EXERCISE DIRECTIONS:
The complete data, repeated exactly, should form your response.

RECORDED DATA:
PR #546, opened 2018-09-25
Add compatibility with matcher-combinators

plexus:
Currently when running a test through cider, any failures in a
`(is (match? ,,,))` clause will be silently ignores.

This detects mismatch messages and treats them as failure messages. Where there
is a mismatch the user will see a {:expected x :actual y} in the test output.


plexus:
This is a logical follow-up to https://github.com/clojure-emacs/cider-nrepl/pull/510, where it was mentioned that matcher-combinators should use a namespaced keyword for its custom message type, which is does since https://github.com/nubank/matcher-combinators/pull/34.

bbatsov:
@plexus LGTM.

Can you please mention this in the changelog as well? 

Maybe also add that bit of documentation that was discussed in #510 as well for future reference.

plexus:
I've updated the CHANGELOG. Which documentation are you refering to @bbatsov? There's already a [bit about extensibility](https://github.com/clojure-emacs/cider/blob/master/doc/running_tests.md#using-cider-test-with-alternative-test-libraries) in the docs. Or do you mean [this exchange](https://github.com/clojure-emacs/cider-nrepl/pull/510#discussion_r170837027)? I'm not sure what the conclusion from that is...

bbatsov:
@plexus I was referring to:

```
@xiongtx I'm guessing we should add some integration notes in CIDER's manual, otherwise people are going to have a hard time figuring out what they are supposed to do.
```

(meaning documenting how to extend `report`, but that's not a big deal)

PR #551, opened 2018-10-12
[Fix #549] Fix spec error messages for Clojure 1.10

### LINKED ISSUE #549: Clojure 1.10 breaks stacktrace handling reporting
Using Cider with Clojure-1.10 gives:
```
ardoq.api.survey-api> (let [2])
Syntax error macroexpanding clojure.core/let at (*cider-repl ardoq.com/ardoq-api:localhost:53859(clj)*:7015:23).
[2] - failed: even-number-of-forms? at: [:bindings] spec: :clojure.core.specs.alpha/bindings
14715723 [clojure-agent-send-off-pool-28] ERROR []  clojure.tools.nrepl.server - Unhandled REPL handler exception processing message {:op stacktrace, :pprint-fn clojure.pprint/pprint, :print-length 50, :print-level 50, :session 8442d3d0-9a9d-43d6-8693-bdde270bd4e8, :id 237} 
java.lang.NullPointerException: null
	at clojure.string$replace_first.invokeStatic(string.clj:165) ~[clojure-1.10.0-RC1.jar:na]
	at clojure.string$replace_first.invoke(string.clj:138) ~[clojure-1.10.0-RC1.jar:na]
	at cider.nrepl.middleware.stacktrace$relative_path.invokeStatic(stacktrace.clj:204) ~[na:na]
	at cider.nrepl.middleware.stacktrace$relative_path.invoke(stacktrace.clj:198) ~[na:na]
	at cider.nrepl.middleware.stacktrace$extract_location.invokeStatic(stacktrace.clj:219) ~[na:na]
```
According to @puredanger

> Before you would have gotten the spec ExceptionInfo. Now you should get a CompilerException 
> wrapping that ExceptionInfo. It looks like the error is in parsing the location out of the message
> (which is probably missing now as that's built later). The top-level CompilerException now 
> has an ex-data that reports the line number directly so no parsing is needed.

> So if the code first looked for ex-data with source/line/col info then fell back to string parsing, 
> that would work for both:

```
user=> (let [2])
Syntax error macroexpanding clojure.core/let at (1:1). Cause: Call to clojure.core/let did not conform to spec.
[2] - failed: even-number-of-forms? at: [:bindings] spec: :clojure.core.specs.alpha/bindings
user=> (ex-data *e)
#:clojure.error{:line 1, :column 1, :phase :macroexpand, :source "NO_SOURCE_PATH", :symbol clojure.core/let}
```

^^ can just use `(-> *e ex-data :clojure.error/line)` now to grab the line, etc

Which would be a change somewhere around
https://github.com/clojure-emacs/cider-nrepl/blob/master/src/cider/nrepl/middleware/stacktrace.clj#L211

slipset:
This is IMO the simplest fix that can possibly work. Please let me know if there are ways to improve upon this.

### DIFF
--- a/project.clj
+++ b/project.clj
@@ -1,4 +1,4 @@
-(def VERSION "0.19.0-SNAPSHOT")
+  (def VERSION "0.19.0-SNAPSHOT")
 
 (defproject cider/cider-nrepl VERSION
   :description "nREPL middlewares for CIDER"
--- a/src/cider/nrepl/middleware/stacktrace.clj
+++ b/src/cider/nrepl/middleware/stacktrace.clj
@@ -205,20 +205,30 @@
 
 (defn extract-location
   "If the cause is a compiler exception, extract the useful location information
-  from its message. Include relative path for simpler reporting."
-  [{:keys [class message] :as cause}]
+  from its message or from `:location` if provided.
+  Include relative path for simpler reporting."
+  [{:keys [class message location] :as cause}]
   (if (= class "clojure.lang.Compiler$CompilerException")
-    (let [[_ msg file line column]
-          (re-find #"(.*?), compiling:\((.*):(\d+):(\d+)\)" message)]
+    (if-not (empty? location)
       (assoc cause
-             :message msg
-             :file file
-             :file-url (some-> file
+             :file (:clojure.error/source location)
+             :file-url (some-> (:clojure.error/source location)
                                path->url
                                u/transform-value)
-             :path (relative-path file)
-             :line (Integer/parseInt line)
-             :column (Integer/parseInt column)))
+             :path (relative-path (:clojure.error/source location))
+             :line (:clojure.error/line location)
+             :column (:clojure.error/column location))
+      (let [[_ msg file line column]
+            (re-find #"(.*?), compiling:\((.*):(\d+):(\d+)\)" message)]
+        (assoc cause
+               :message msg
+               :file file
+               :file-url (some-> file
+                                 path->url
+                                 u/transform-value)
+               :path (relative-path file)
+               :line (Integer/parseInt line)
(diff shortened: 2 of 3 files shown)


bbatsov:
You should also add some unit tests for the new format.

bbatsov:
@slipset Btw, I think one regexp has to be tuned on the Elisp side as well https://github.com/clojure-emacs/cider/issues/2443

slipset:
Thanks for pointing that one out. From glancing quickly over the issue, it seems to be the exact same error, so this patch might just fix the referenced issue as well.

bbatsov:
Maybe you're right, although probably we use this on some raw error message https://github.com/clojure-emacs/cider/blob/6d6aa42ecf5bad9110cc0a781e7786b87812b624/cider-eval.el#L298 Didn't check this at all - I just remember we had this regexp for parsing errors.

project.clj
```diff
@@ -1,4 +1,4 @@
-(def VERSION "0.19.0-SNAPSHOT")
+  (def VERSION "0.18.0")
```
bbatsov: I think you changed this accidentally.

project.clj
```diff
@@ -48,7 +48,7 @@
                                     :password :env/clojars_password
                                     :sign-releases false}]]
 
-  :profiles {:provided {:dependencies [[org.clojure/clojure "1.8.0"]]}
+  :profiles {:provided {:dependencies [[org.clojure/clojure "1.10.0-RC1"]]}
```
bbatsov: There's also a snapshots profile, btw.

bbatsov:
Yeah, that would be ideal.

slipset:
I see I have a formatting thingy to figure out as well.

PR #560, opened 2018-11-07
Fix instrumentation of recursive functions

vspinu:
There is one side-effect of #552 that I have noticed so far  - functions with recur in them cannot be debugged.  For example instrumenting the following form will throw

```cl

#dbg
(defn foo [a]
  (if (pos? a)
    (recur (dec a))
    :done))
```

The reason for this is that instrumentation doesn't instrument forms containing recur unless in a `loop*` form. I am adding `fn*` to the relevant check because `fn*` is also a target of `recur`. This issue went unnoticed because it could occur only for local let bound functions before, but with localized debugger implementation it occurs with top level defn as well.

THE COMPLETED TASK:
PR #546, opened 2018-09-25
Add compatibility with matcher-combinators

plexus:
Currently when running a test through cider, any failures in a
`(is (match? ,,,))` clause will be silently ignores.

This detects mismatch messages and treats them as failure messages. Where there
is a mismatch the user will see a {:expected x :actual y} in the test output.


plexus:
This is a logical follow-up to https://github.com/clojure-emacs/cider-nrepl/pull/510, where it was mentioned that matcher-combinators should use a namespaced keyword for its custom message type, which is does since https://github.com/nubank/matcher-combinators/pull/34.

bbatsov:
@plexus LGTM.

Can you please mention this in the changelog as well? 

Maybe also add that bit of documentation that was discussed in #510 as well for future reference.

plexus:
I've updated the CHANGELOG. Which documentation are you refering to @bbatsov? There's already a [bit about extensibility](https://github.com/clojure-emacs/cider/blob/master/doc/running_tests.md#using-cider-test-with-alternative-test-libraries) in the docs. Or do you mean [this exchange](https://github.com/clojure-emacs/cider-nrepl/pull/510#discussion_r170837027)? I'm not sure what the conclusion from that is...

bbatsov:
@plexus I was referring to:

```
@xiongtx I'm guessing we should add some integration notes in CIDER's manual, otherwise people are going to have a hard time figuring out what they are supposed to do.
```

(meaning documenting how to extend `report`, but that's not a big deal)

PR #551, opened 2018-10-12
[Fix #549] Fix spec error messages for Clojure 1.10

### LINKED ISSUE #549: Clojure 1.10 breaks stacktrace handling reporting
Using Cider with Clojure-1.10 gives:
```
ardoq.api.survey-api> (let [2])
Syntax error macroexpanding clojure.core/let at (*cider-repl ardoq.com/ardoq-api:localhost:53859(clj)*:7015:23).
[2] - failed: even-number-of-forms? at: [:bindings] spec: :clojure.core.specs.alpha/bindings
14715723 [clojure-agent-send-off-pool-28] ERROR []  clojure.tools.nrepl.server - Unhandled REPL handler exception processing message {:op stacktrace, :pprint-fn clojure.pprint/pprint, :print-length 50, :print-level 50, :session 8442d3d0-9a9d-43d6-8693-bdde270bd4e8, :id 237} 
java.lang.NullPointerException: null
	at clojure.string$replace_first.invokeStatic(string.clj:165) ~[clojure-1.10.0-RC1.jar:na]
	at clojure.string$replace_first.invoke(string.clj:138) ~[clojure-1.10.0-RC1.jar:na]
	at cider.nrepl.middleware.stacktrace$relative_path.invokeStatic(stacktrace.clj:204) ~[na:na]
	at cider.nrepl.middleware.stacktrace$relative_path.invoke(stacktrace.clj:198) ~[na:na]
	at cider.nrepl.middleware.stacktrace$extract_location.invokeStatic(stacktrace.clj:219) ~[na:na]
```
According to @puredanger

> Before you would have gotten the spec ExceptionInfo. Now you should get a CompilerException 
> wrapping that ExceptionInfo. It looks like the error is in parsing the location out of the message
> (which is probably missing now as that's built later). The top-level CompilerException now 
> has an ex-data that reports the line number directly so no parsing is needed.

> So if the code first looked for ex-data with source/line/col info then fell back to string parsing, 
> that would work for both:

```
user=> (let [2])
Syntax error macroexpanding clojure.core/let at (1:1). Cause: Call to clojure.core/let did not conform to spec.
[2] - failed: even-number-of-forms? at: [:bindings] spec: :clojure.core.specs.alpha/bindings
user=> (ex-data *e)
#:clojure.error{:line 1, :column 1, :phase :macroexpand, :source "NO_SOURCE_PATH", :symbol clojure.core/let}
```

^^ can just use `(-> *e ex-data :clojure.error/line)` now to grab the line, etc

Which would be a change somewhere around
https://github.com/clojure-emacs/cider-nrepl/blob/master/src/cider/nrepl/middleware/stacktrace.clj#L211

slipset:
This is IMO the simplest fix that can possibly work. Please let me know if there are ways to improve upon this.

### DIFF
--- a/project.clj
+++ b/project.clj
@@ -1,4 +1,4 @@
-(def VERSION "0.19.0-SNAPSHOT")
+  (def VERSION "0.19.0-SNAPSHOT")
 
 (defproject cider/cider-nrepl VERSION
   :description "nREPL middlewares for CIDER"
--- a/src/cider/nrepl/middleware/stacktrace.clj
+++ b/src/cider/nrepl/middleware/stacktrace.clj
@@ -205,20 +205,30 @@
 
 (defn extract-location
   "If the cause is a compiler exception, extract the useful location information
-  from its message. Include relative path for simpler reporting."
-  [{:keys [class message] :as cause}]
+  from its message or from `:location` if provided.
+  Include relative path for simpler reporting."
+  [{:keys [class message location] :as cause}]
   (if (= class "clojure.lang.Compiler$CompilerException")
-    (let [[_ msg file line column]
-          (re-find #"(.*?), compiling:\((.*):(\d+):(\d+)\)" message)]
+    (if-not (empty? location)
       (assoc cause
-             :message msg
-             :file file
-             :file-url (some-> file
+             :file (:clojure.error/source location)
+             :file-url (some-> (:clojure.error/source location)
                                path->url
                                u/transform-value)
-             :path (relative-path file)
-             :line (Integer/parseInt line)
-             :column (Integer/parseInt column)))
+             :path (relative-path (:clojure.error/source location))
+             :line (:clojure.error/line location)
+             :column (:clojure.error/column location))
+      (let [[_ msg file line column]
+            (re-find #"(.*?), compiling:\((.*):(\d+):(\d+)\)" message)]
+        (assoc cause
+               :message msg
+               :file file
+               :file-url (some-> file
+                                 path->url
+                                 u/transform-value)
+               :path (relative-path file)
+               :line (Integer/parseInt line)
(diff shortened: 2 of 3 files shown)


bbatsov:
You should also add some unit tests for the new format.

bbatsov:
@slipset Btw, I think one regexp has to be tuned on the Elisp side as well https://github.com/clojure-emacs/cider/issues/2443

slipset:
Thanks for pointing that one out. From glancing quickly over the issue, it seems to be the exact same error, so this patch might just fix the referenced issue as well.

bbatsov:
Maybe you're right, although probably we use this on some raw error message https://github.com/clojure-emacs/cider/blob/6d6aa42ecf5bad9110cc0a781e7786b87812b624/cider-eval.el#L298 Didn't check this at all - I just remember we had this regexp for parsing errors.

project.clj
```diff
@@ -1,4 +1,4 @@
-(def VERSION "0.19.0-SNAPSHOT")
+  (def VERSION "0.18.0")
```
bbatsov: I think you changed this accidentally.

project.clj
```diff
@@ -48,7 +48,7 @@
                                     :password :env/clojars_password
                                     :sign-releases false}]]
 
-  :profiles {:provided {:dependencies [[org.clojure/clojure "1.8.0"]]}
+  :profiles {:provided {:dependencies [[org.clojure/clojure "1.10.0-RC1"]]}
```
bbatsov: There's also a snapshots profile, btw.

bbatsov:
Yeah, that would be ideal.

slipset:
I see I have a formatting thingy to figure out as well.

PR #560, opened 2018-11-07
Fix instrumentation of recursive functions

vspinu:
There is one side-effect of #552 that I have noticed so far  - functions with recur in them cannot be debugged.  For example instrumenting the following form will throw

```cl

#dbg
(defn foo [a]
  (if (pos? a)
    (recur (dec a))
    :done))
```

The reason for this is that instrumentation doesn't instrument forms containing recur unless in a `loop*` form. I am adding `fn*` to the relevant check because `fn*` is also a target of `recur`. This issue went unnoticed because it could occur only for local let bound functions before, but with localized debugger implementation it occurs with top level defn as well.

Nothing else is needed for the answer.